The valve questioned by the analyst and surgeon comes from the acquisition.

Edwards said it is working on issues with regulators but a valve redesign isn’t needed.

“As we announced, our plans to implement enhancements to the delivery system to improve ease of device delivery and implantation will not require any design modifications, said Barry Liden, an Edwards spokesman.

The company said it hopes to have complete U.S. regulatory approval for its Cribier-Edwards percutaneous aortic heart valve by 2007.

Any delays in bringing the valve to market could give competitors a leg up, according to analyst Arrow.

They include France’s CoreValve SA and 3F Therapeutics Inc. in Lake Forest.
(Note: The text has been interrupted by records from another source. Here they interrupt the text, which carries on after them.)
PR #181, opened 2022-11-21
Extend the GPU Stamp generation to do filtering

jeremykubica:
Do stamp generation on GPU to provide a further speedup.

### DIFF
--- a/src/kbmod/search/KBMOSearch.cpp
+++ b/src/kbmod/search/KBMOSearch.cpp
@@ -14,8 +14,8 @@ extern "C" void deviceSearchFilter(int imageCount, int width, int height, float*
                                    trajectory* trajectoriesToSearch, int resultsCount,
                                    trajectory* bestTrajects);
 
-void deviceGetCoadds(ImageStack& stack, perImageData image_data, int radius, bool do_mean,
-                     int num_trajectories, trajectory *trajectories,
+void deviceGetCoadds(ImageStack& stack, perImageData image_data, int num_trajectories,
+                     trajectory *trajectories, stampParameters params,
                      std::vector<std::vector<bool> >& use_index_vect, float* results);
 
 
@@ -326,9 +326,9 @@ std::vector<RawImage> KBMOSearch::meanScienceStamps(const std::vector<Trajectory
 
 std::vector<RawImage> KBMOSearch::coaddedScienceStampsGPU(std::vector<trajectory>& t_array,
                                                           std::vector<std::vector<bool> >& use_index_vect,
-                                                          int radius, bool compute_mean) {
+                                                          stampParameters& params) {
     // Right now only limited stamp sizes are allowed.
-    if (2 * radius + 1 > MAX_STAMP_EDGE || radius <= 0) {
+    if (2 * params.radius + 1 > MAX_STAMP_EDGE || params.radius <= 0) {
         throw std::runtime_error("Invalid Radius.");
     }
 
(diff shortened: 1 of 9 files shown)


src/kbmod/search/KBMOSearch.cpp
```diff
@@ -340,40 +340,47 @@ std::vector<RawImage> KBMOSearch::coaddedScienceStampsGPU(std::vector<trajectory
...
+            results[t] = RawImage(stamp_width, stamp_width, current_pixels);
         }
-        results[t] = RawImage(stamp_width, stamp_width, current_pixels);
     }
     return results;
 }
 
 std::vector<RawImage> KBMOSearch::coaddedScienceStampsGPU(std::vector<trajectory>& t_array,
-                                                          int radius, bool compute_mean) {
+                                                          stampParameters& params) {
```
cchris28, line 376: If params is read only then consider making it a const &

src/kbmod/search/image_kernels.cu
```diff
@@ -236,9 +236,88 @@ extern "C" void deviceGrowMask(int width, int height, float *source,
...
+    // Initialize the variables for tracking the peak's location.
+    pixelPos result = { 0, 0 };
+    float max_val = img[0];
+    float dist2 = c_x * c_x + c_y * c_y;
+
+    // Search each pixel for the peak.
+    for (int y = 0; y < height; ++y) {
+        for (int x = 0; x < width; ++x) {
+            if (img[y * width + x] > max_val) {
+                max_val = img[y * width + x];
```
PWhiddy, line 253: The compiler likely is going to keep `img[y * width + x]` in a register for reuse, but it might be good to capture it into a variable just to be sure this doesn't cause multiple global memory reads.

src/kbmod/search/image_kernels.cu
```diff
@@ -236,9 +236,88 @@ extern "C" void deviceGrowMask(int width, int height, float *source,
     checkCudaErrors(cudaFree(deviceResultImg));
 }
 
+extern "C" __device__ __host__ pixelPos findPeakImageVect(int width, int height, float *img,
```
PWhiddy, line 239: I like how these inner functions are cross-compiled to cpu for testing! That's a great idea.

src/kbmod/search/common.h
```diff
@@ -111,6 +113,34 @@ struct trajRegion {
     float flux;
 };
 
+struct stampParameters {
+    int radius = 10;
+    StampType stamp_type = STAMP_SUM;
+    bool do_filtering = false;
```
PWhiddy, line 119: For some reason, I'm only just now noticing lots of snake_case naming has been added to the c++ code. Should there be a preferred convention going forward?

jeremykubica: Good point. In general we have been moving the code toward LSST DM's style guide (https://developer.lsst.io/cpp/style.html#variable-names-must-be-camelcase-or-snake-case), but that supports both camelcase and snakecase. I am fine with either, but tend to default to snake case. I would be interested to hear if there is a general preference.

src/kbmod/search/image_kernels.cu
jeremykubica: Good call. I fixed it.

src/kbmod/search/KBMOSearch.cpp
jeremykubica: Done

PWhiddy (approved):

Arrow said he sees 3F Therapeutics as Edwards’ biggest threat in the percutaneous heart valve market. 3F gained a lot of buzz last year when Boston Scientific Corp., an Edwards rival, led a $14.2 million venture capital financing round (see related story, page 16).

Another company working on less-invasive valves is Minneapolis-based Medtronic Inc., which has a valve plant in Santa Ana.

3F’s potential competitive threat to Edwards stems from what Arrow called “deliverability,” a term doctors use to describe their ability to get an implantable device to the exact spot in a patient’s body.

“Given the clinical challenges Edwards/PVT faces, a heart valve startup, 3F Therapeutics, has, in our view, replaced PVT as the company with the most promising non-surgical aortic heart valve,” Arrow wrote.

Edwards’ way of implanting less-invasive valves is to go through the arteries. That could damage healthy leaflets in a patient’s mitral valve or require a smaller catheter, according to Arrow.

3F’s approach relies on a small incision in the chest, along with a catheter to move the valve to the heart, he said.

Edwards’ Liden passed on a question about whether Edwards would be interested in buying 3F, saying the device maker’s policy is not to speculate about acquisitions or collaborations.

Jan Wald, who follows Edwards for A.G. Edwards & Sons in St. Louis, also was cautious about the company’s percutaneous valve issue, albeit with milder language than Arrow.

“Our opinion here has not changed over the past year,” Wald said in a report detailing his impression of Edwards’ investor day. “We think that these technologies definitely have a ‘cool’ factor, but not much beyond that right now.”

As for delays, they’re to be expected, according to Wald.

“We talked to one of the doctors after the conference who told us that it may take four to five years after approval before we see widespread adoption due to issues he has seen to date,” he wrote. “In short, we think investors should appreciate what could be novel technologies but not ignore the timelines or the risks.”

During the conference, Edwards executives said questions remain about how sick a patient needed to be to participate in a trial and what kinds of comparisons should be used.

The delay news was overshadowed by Edwards’ revenue and profit growth for 2005, which pushed the company’s shares higher. Edwards’ stock got another boost last week on word of a valve approval in Japan. The company had a market value of $2.4 billion as of last week.